No meio do mar, a cerca de 270 quilômetros da costa do Rio Grande do Norte, existe um lugar absolutamente lindo: o Atol das Rocas, único atol do Brasil (um tipo de ilha rente ao mar que forma uma espécie de lagoa no meio do oceano) e, também, de todo o Atlântico Sul.

O Atol das Rocas é o que de mais perto o Brasil tem do Taiti. Seu mar é incrivelmente azul e com uma quantidade extraordinária de seres marinhos. Seja na beleza ou na riqueza de sua vida marinha, o Atol das Rocas deixa qualquer ilha do Caribe no chinelo.

Mas convém não se animar. Porque ali ninguém pode entrar. Nem mesmo se aproximar com um barco. E quem trabalha 24 horas por dia para que isso nunca aconteça é Maurizélia de Brito Silva, a “Zélia”, como ela prefere, a mais durona – e abnegada – guardiã das áreas de preservação da costa brasileira.

Ninguém conhece esse naco do território brasileiro com cara de paraíso, mar de aquário e absolutamente ninguém por perto, melhor do que Zélia. E ninguém manda ali mais do que ela.

Desde 1991, quando, aos 26 anos, desembarcou no atol pela primeira vez, levada pelo pai, então encarregado do extinto IBDF – Instituto Brasileiro do Desenvolvimento Florestal, Zélia, hoje com o dobro daquale idade, 53 anos, nunca mais fez outra coisa a não ser tomar conta do Atol da Rocas. Com unhas e dentes.

Seu rigor na hora de defender o atol dos pescadores e invasores em geral lhe rendeu até um apelido: “Xerife do Mar”, que ela muito se orgulha.
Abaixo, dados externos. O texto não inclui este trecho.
PR #161, opened 2020-02-20
Fixed odd Freshdesk contacts parameter

SorenSpicknall:
I noticed while testing Freshdesk-related code that the `updated_since` parameter is actually supposed to be `_updated_since` when being used with calls to their contacts endpoint, and the current parameter isn't recognized when passed to Freshdesk. I made a few quick substitutions to align the Parsons parameter with what's expected by the Freshdesk API for contacts.

### DIFF
--- a/parsons/freshdesk/freshdesk.py
+++ b/parsons/freshdesk/freshdesk.py
@@ -104,7 +104,7 @@ class Freshdesk():
         return self.transform_table(tbl, expand_custom_fields)
 
     def get_contacts(self, email=None, mobile=None, phone=None, company_id=None,
-                     state=None, _updated_since=None, expand_custom_fields=None):
+                     state=None, updated_since=None, expand_custom_fields=None):
         """
         Get contacts.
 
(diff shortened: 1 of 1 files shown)


parsons/freshdesk/freshdesk.py
```diff
@@ -104,7 +104,7 @@ def get_tickets(self, ticket_type=None, requester_id=None, requester_email=None,
         return self.transform_table(tbl, expand_custom_fields)
 
     def get_contacts(self, email=None, mobile=None, phone=None, company_id=None,
-                     state=None, updated_since=None, expand_custom_fields=None):
+                     state=None, _updated_since=None, expand_custom_fields=None):
```
eliotst: I would say keep the Parsons parameter as `updated_since`. The underscore is a peculiarity of the FreshDesk API that we can hide from the Parsons user in our parameter naming.

SorenSpicknall:
Agreed on that change. I've masked the parameter for cleanliness.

Rendeu, também, a admiração de todos os biólogos, pesquisadores e ambientalistas em geral. Ninguém jamais foi tão dedicado a tarefa de proteger um pedacinho do mar brasileiro do que a Xerife Zélia – que segue na ativa até hoje como chefe suprema da Reserva Biológica do Atol das Rocas, não tem planos de se aposentar e aí de quem fizer algo errado lá!

“Mexeu no Atol, mexeu comigo”, diz Zélia. “Tenho autorização para portar arma, mas não uso. Prefiro conversar com os infratores. Mas falo grosso. Sempre”, avisa.

No começo de sua cruzada solitária para proteger o Atol das Rocas, sobretudo da pesca, Zélia cansou de ser ameaçada pelos pescadores.

Cortava redes, mergulhava para soltar os peixes enredados e não se intimidava nem quando os mais agressivos vinham para cima do seu precário bote, às vezes com armas em punho.

“Eu morria de medo, porque, se tomasse um tiro ali, no meio do mar, ninguém jamais ficaria sabendo. Mas não afinava nem desistia. Fingia que tinha coragem e ia pra cima deles. O atol sempre foi a minha vida”, diz.

Até hoje, ninguém pode visitar o Atol das Rocas, que fica a mais de 20 horas de barco da capital do Rio Grande do Norte. Já Zélia vai para lá três ou mais vezes por ano. E, a cada incursão, fica mais de um mês no Atol.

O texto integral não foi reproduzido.